Looks like ya got a couple "Buy1 Get 1's." Very, very nice. Enjoy. :dr


----------



## RPB67 (Mar 26, 2005)

*Re: Saturday delivery special ....... ****!!*

Yummy !!!

Thats definatley Hollywod style !!!

Looks good Dave .... :dr


----------



## boonedoggle (Jun 23, 2006)

*Re: Saturday delivery special ....... ****!!*

OMG. I think I hate you.


----------



## Airborne RU (Oct 7, 2006)

*Re: Saturday delivery special ....... ****!!*

Nice.

Ramon Allones boxes are pretty.

Maybe, I'll tell my wife that our son needs a box to stow his crayons in...


----------



## The Professor (Jul 20, 2006)

*Re: Saturday delivery special ....... ****!!*

Very nice, Dave!!! :dr I hope you're smoking one of each tonight. :r


----------



## dahigman (Jul 4, 2005)

*Re: Saturday delivery special ....... ****!!*

Some for tasting and some for aging? Nice pick up Dave!

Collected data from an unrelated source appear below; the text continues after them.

PR #13182, opened 2026-02-28
taxonomy: new categories for verrines

moon-rabbitOFF:
I created two new categories, one for savory and the other one for sweet verrines.


Freso (approved):
Seems good! Thanks!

BTW, You're out of control!!!! (in a good way  )


----------



## fireman43 (Oct 15, 2006)

*Re: Saturday delivery special ....... ****!!*

Great score!!!:dr


----------



## hollywood (Feb 15, 2005)

*Re: Saturday delivery special ....... ****!!*

here is the vulgar **** you've been asking for .....

*RASCC - SEP 06*

*KDT - SEP 06*

*BOLI PC Cab - JUN 06*


----------



## donp (Mar 5, 2006)

*Re: Saturday delivery special ....... ****!!*

Very nice. You're aset for a while. Doncha just love the holidays?


----------



## donp (Mar 5, 2006)

*Re: Saturday delivery special ....... ****!!*

Interesting about the RASS. I got a box a couple of months ago, and the wrapper isn't near as dark on mine as they are on yours. Any idea why that is?


----------



## kheffelf (Jul 31, 2006)

*Re: Saturday delivery special ....... ****!!*

That is awesome, enjoy the sticks.:dr


----------



## snkbyt (Jun 22, 2006)

*Re: Saturday delivery special ....... ****!!*

damn nice smokes, love those Bolivars


----------



## Gargamel (Nov 8, 2004)

*Re: Saturday delivery special ....... ****!!*



donp said:


> Interesting about the RASS. I got a box a couple of months ago, and the wrapper isn't near as dark on mine as they are on yours. Any idea why that is?


It would most likely be a combination of 2 things.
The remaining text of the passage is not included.